§ **MATERIAL PROVIDED**
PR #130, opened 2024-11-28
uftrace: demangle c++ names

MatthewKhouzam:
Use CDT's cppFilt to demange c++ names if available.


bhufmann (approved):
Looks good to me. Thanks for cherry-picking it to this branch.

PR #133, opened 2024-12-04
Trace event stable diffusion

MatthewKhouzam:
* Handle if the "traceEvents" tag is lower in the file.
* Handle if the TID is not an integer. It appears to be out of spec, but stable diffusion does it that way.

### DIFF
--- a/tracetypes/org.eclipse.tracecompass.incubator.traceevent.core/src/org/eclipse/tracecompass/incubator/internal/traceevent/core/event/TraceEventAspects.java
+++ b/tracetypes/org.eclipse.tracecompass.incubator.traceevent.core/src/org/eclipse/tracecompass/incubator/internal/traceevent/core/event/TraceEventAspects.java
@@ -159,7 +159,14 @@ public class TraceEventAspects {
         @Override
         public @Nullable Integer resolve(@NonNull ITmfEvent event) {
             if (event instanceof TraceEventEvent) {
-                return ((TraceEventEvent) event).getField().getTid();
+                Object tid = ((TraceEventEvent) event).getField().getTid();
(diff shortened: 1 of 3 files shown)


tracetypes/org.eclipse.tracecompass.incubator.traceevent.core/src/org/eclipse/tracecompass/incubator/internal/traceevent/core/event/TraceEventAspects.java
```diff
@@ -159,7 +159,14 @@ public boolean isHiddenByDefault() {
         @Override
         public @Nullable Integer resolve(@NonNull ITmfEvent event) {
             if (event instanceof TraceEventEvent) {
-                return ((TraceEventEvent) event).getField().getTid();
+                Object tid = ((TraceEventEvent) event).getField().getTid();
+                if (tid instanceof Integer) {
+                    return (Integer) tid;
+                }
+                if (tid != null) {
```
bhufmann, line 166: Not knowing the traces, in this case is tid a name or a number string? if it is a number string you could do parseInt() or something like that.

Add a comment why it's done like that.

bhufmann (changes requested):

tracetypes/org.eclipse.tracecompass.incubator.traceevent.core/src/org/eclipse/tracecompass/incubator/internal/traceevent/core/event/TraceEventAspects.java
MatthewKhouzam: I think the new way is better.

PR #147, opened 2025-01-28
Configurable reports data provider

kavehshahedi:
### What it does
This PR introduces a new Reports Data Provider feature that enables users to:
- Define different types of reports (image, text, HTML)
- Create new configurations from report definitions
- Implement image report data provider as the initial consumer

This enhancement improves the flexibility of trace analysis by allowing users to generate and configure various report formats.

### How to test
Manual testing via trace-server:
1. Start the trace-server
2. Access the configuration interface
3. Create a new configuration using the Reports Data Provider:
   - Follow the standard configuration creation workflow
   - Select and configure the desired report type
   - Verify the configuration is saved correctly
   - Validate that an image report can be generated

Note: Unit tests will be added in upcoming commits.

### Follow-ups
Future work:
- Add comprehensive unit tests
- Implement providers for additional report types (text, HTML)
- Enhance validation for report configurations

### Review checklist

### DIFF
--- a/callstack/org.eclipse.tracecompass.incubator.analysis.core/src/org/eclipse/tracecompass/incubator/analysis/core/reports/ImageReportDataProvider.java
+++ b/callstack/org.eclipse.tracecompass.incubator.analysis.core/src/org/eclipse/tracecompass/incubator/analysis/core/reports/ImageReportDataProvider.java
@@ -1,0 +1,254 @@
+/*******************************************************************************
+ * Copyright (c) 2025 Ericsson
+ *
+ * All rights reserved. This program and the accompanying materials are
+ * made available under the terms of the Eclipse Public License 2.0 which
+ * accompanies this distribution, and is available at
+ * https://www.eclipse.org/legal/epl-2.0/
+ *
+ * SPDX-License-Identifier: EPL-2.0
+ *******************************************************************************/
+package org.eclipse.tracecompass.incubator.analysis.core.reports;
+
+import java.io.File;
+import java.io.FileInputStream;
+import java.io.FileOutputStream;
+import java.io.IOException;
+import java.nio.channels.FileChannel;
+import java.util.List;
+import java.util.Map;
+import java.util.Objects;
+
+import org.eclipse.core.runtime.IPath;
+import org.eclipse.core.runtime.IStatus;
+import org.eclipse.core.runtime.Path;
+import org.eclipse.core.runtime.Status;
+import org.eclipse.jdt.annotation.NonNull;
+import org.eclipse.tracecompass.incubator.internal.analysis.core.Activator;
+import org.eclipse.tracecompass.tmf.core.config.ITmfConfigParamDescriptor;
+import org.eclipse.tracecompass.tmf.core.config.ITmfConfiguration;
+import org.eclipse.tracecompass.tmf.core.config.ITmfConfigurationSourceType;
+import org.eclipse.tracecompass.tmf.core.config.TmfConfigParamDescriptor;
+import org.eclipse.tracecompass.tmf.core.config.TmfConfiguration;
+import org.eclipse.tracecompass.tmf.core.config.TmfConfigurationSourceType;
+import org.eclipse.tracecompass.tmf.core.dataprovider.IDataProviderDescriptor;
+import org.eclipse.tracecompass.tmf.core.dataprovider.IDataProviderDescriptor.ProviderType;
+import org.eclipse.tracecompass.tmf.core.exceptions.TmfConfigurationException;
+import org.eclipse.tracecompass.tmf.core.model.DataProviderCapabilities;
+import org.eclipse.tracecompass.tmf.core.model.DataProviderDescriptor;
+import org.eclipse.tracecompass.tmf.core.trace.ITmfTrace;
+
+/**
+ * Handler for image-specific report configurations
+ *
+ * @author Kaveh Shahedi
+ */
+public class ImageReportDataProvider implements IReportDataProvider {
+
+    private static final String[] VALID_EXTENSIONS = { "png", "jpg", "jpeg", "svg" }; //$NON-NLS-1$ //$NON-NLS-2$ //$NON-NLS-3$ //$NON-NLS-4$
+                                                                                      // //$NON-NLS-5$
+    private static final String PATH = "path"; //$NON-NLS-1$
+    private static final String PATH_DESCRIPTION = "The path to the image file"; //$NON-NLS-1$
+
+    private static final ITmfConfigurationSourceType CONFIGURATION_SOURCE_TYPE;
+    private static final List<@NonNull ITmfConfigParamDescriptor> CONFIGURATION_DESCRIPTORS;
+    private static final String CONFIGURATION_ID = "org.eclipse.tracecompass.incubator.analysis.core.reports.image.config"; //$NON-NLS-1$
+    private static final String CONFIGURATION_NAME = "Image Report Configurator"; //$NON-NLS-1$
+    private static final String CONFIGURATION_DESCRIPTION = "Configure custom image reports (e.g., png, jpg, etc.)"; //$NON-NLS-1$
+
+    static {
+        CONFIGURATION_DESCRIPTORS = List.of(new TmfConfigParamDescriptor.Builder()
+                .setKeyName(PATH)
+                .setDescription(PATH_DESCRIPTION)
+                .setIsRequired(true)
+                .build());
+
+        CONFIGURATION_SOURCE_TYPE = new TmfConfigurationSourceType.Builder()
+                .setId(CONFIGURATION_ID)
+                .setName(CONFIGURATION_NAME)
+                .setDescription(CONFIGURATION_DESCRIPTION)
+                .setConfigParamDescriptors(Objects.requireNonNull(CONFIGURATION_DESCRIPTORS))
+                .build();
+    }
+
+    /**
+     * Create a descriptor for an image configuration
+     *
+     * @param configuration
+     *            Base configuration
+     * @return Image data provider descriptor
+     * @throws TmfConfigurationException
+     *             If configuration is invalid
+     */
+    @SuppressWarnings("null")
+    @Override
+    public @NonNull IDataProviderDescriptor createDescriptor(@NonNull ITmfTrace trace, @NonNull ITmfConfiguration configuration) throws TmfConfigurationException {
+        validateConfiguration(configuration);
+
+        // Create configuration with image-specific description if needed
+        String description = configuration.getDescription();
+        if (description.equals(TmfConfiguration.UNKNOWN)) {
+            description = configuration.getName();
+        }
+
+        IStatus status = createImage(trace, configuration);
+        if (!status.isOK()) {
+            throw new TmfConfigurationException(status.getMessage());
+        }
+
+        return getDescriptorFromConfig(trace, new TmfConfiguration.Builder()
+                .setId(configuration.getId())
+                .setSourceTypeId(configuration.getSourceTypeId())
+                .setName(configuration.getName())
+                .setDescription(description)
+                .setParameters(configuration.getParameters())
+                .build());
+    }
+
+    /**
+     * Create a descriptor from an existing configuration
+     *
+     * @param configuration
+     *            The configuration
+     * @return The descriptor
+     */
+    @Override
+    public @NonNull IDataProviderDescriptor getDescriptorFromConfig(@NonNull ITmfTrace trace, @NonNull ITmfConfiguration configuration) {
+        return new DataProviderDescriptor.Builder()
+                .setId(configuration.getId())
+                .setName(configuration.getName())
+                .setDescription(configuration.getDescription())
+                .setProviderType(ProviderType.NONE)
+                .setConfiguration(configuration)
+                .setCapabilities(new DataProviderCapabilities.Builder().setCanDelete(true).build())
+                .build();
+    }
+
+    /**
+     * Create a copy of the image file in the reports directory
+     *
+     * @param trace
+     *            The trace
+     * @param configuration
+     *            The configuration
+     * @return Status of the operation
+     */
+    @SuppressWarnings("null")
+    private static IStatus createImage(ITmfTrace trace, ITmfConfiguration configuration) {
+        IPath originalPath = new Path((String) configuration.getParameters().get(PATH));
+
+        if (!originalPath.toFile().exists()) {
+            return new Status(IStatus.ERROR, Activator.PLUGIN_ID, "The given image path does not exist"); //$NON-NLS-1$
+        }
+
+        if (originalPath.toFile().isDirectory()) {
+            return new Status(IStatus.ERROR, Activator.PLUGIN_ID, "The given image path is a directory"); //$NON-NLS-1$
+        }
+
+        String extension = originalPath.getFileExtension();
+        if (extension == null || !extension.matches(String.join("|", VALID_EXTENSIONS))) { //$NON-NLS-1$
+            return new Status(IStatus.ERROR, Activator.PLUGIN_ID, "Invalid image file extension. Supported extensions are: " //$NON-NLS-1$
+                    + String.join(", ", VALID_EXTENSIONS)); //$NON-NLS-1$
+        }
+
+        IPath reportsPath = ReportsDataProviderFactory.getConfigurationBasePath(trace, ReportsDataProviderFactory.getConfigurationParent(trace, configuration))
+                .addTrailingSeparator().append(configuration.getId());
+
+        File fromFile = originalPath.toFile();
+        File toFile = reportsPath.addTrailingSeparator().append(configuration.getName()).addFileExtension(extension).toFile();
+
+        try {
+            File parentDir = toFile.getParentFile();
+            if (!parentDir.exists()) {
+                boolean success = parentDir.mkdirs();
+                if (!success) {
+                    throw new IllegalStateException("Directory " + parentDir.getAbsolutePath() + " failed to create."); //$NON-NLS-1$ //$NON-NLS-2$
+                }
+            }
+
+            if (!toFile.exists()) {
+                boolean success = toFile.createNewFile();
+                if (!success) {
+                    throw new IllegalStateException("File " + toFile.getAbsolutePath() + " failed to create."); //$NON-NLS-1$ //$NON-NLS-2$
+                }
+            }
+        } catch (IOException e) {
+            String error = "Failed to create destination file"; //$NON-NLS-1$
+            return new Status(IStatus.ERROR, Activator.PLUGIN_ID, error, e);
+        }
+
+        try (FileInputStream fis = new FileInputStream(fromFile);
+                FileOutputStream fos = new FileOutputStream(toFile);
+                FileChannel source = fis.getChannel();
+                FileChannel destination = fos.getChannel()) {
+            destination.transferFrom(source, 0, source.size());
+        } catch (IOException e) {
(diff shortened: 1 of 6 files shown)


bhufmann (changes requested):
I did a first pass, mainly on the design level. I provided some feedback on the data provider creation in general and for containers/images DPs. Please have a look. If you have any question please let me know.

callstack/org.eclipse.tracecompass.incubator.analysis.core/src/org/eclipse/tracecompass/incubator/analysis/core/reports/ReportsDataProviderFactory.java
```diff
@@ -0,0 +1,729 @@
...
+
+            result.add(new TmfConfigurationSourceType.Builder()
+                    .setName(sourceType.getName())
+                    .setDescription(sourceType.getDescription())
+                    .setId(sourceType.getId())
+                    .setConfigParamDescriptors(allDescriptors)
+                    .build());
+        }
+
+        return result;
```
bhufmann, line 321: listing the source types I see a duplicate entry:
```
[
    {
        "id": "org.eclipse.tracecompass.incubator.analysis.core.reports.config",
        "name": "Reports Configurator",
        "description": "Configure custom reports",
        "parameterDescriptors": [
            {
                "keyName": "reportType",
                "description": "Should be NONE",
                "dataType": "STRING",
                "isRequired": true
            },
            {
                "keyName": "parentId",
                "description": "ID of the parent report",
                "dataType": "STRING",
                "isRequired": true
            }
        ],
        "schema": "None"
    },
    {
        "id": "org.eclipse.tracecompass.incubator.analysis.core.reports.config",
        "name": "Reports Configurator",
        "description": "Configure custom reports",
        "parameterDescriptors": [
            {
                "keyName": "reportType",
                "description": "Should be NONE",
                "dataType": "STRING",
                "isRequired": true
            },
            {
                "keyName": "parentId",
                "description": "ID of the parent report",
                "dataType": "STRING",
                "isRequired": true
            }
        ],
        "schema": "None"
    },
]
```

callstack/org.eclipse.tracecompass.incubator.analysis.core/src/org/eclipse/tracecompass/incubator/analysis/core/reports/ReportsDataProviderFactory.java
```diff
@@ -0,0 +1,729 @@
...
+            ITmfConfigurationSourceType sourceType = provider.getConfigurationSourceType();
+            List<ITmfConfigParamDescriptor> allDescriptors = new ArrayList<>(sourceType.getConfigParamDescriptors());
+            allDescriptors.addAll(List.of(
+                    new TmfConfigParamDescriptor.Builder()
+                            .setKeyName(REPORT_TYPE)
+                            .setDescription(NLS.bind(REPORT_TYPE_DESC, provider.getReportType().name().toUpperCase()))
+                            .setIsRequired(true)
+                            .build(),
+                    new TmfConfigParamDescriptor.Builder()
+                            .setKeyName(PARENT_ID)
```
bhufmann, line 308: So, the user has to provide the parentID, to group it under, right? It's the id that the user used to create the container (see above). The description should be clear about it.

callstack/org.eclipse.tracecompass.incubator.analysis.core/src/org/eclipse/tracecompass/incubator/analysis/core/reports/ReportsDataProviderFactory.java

§ **BRIEF**
Write down how many lines of the data above carry the word "opened". Nothing else belongs in the answer.

§ **TASK SOLUTION**
3